Singular / Plural is a themed group show structured around issues like collaborations, colonial histories, music, comics, economies and gender. The works—and the documentary material, printed matter, vinyl and other related items—are not presented in chronological sequence, but follow the same labyrinthian patterns as the process-based collaborations and debates in which these artists engaged. The art demonstrates a sense of political mission and self-irony; it resonates with contemporary interests. Christof Kohlhöfer and Emil Schult drew psychedelic comic strips, Bruno Demattio and Stephan Runge probed into individual mythologies and counter-cultures, Memphis Schulze, Achim Duchow and Sigmar Polke pre-empted a street art craze by taking up the spray can. Lutz Mommartz and Astrid Heibach raised questions about former German colonies when such curiosity was still rare in German-speaking countries, and Michael Deistler travelled to Egypt in the footsteps of the Nazis’ military campaign in Africa. Meanwhile, Candida Höfer cast an ethnographic eye over society back home, and Ingrid Kohlhöfer interrogated clichéd views of freaks.Tony Morgan, Ulrike Rosenbach and Katharina Sieverding explored gender-critical perspectives and rock poses in pop culture, and Conrad Schnitzler transformed the Pop Art heritage with new forms of electronic music. Many of the multimedia works have been reconstructed for this exhibition, making them accessible again for the first time. Achim Duchow, for example, composed sound for slide projections that addressed the role of the Red Army Faction, the gutter press and the art market during the “red decade.” Key to the curatorial concept is that group members experimented with unorthodox lifestyles and at the same time suspended singular authorship. Like Klaus vom Bruch, Ilona and Wolfgang Weber produced portraits of the Düsseldorfer Gruppe in the form of slide shows and collections of photographs, whereas others swapped their material or, like Sigmar Polke with Memphis Schulze or Achim Duchow with Angelika Oehms, created joint works. As philosopher Jean-Luc Nancy phrased it, “being-with”—or, in other words, being a “singular plural”—always assumes engaging in exchange with others, and that begs the question: how can groups evolving within specific art projects function as a plurality without the “we” lapsing into a totality.

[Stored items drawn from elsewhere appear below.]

PR #672, opened 2025-10-13
Eliminates exceptions when characters are outside ISO-8859-1 range

Shane32:
@gfoidl  Although it only takes a few nanoseconds (billionths of a second) to run, it is 30% slower than the original code assuming all characters can be encoded.  On the other hand, it is a thousand times faster with zero allocations for a string that requires UTF-8.

| Method                   | Mean         | Error       | StdDev      | Gen0   | Allocated |
|------------------------- |-------------:|------------:|------------:|-------:|----------:|
| OriginalAsciiValid       |     6.222 ns |   0.4550 ns |   1.3415 ns |      - |         - |
| OriginalInvalidLastChar  | 9,625.746 ns | 190.4809 ns | 247.6790 ns | 0.1373 |     888 B |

Within the Düsseldorf milieu, these processes of exchange, transformation and discussion were maintained within public fora; the Kunsthalle operated as a central stage for their activities. The artists on show in Singular / Plural played an active part in setting the historical agenda for this institution with, for example, the alternative cycles between and Prospekt, while the major exhibitions were usually reserved for the pre-war generation. The presentation of this anniversary show therefore makes crucial references to three historical exhibitions: Yes Sir, That’s My Baby, which was part of the between cycle in 1973, the Sigmar Polke retrospective Bilder, Tücher, Objekte in 1976, which was actually a group exhibition in the form of a total installation, and Nachbarschaft, also held in 1976.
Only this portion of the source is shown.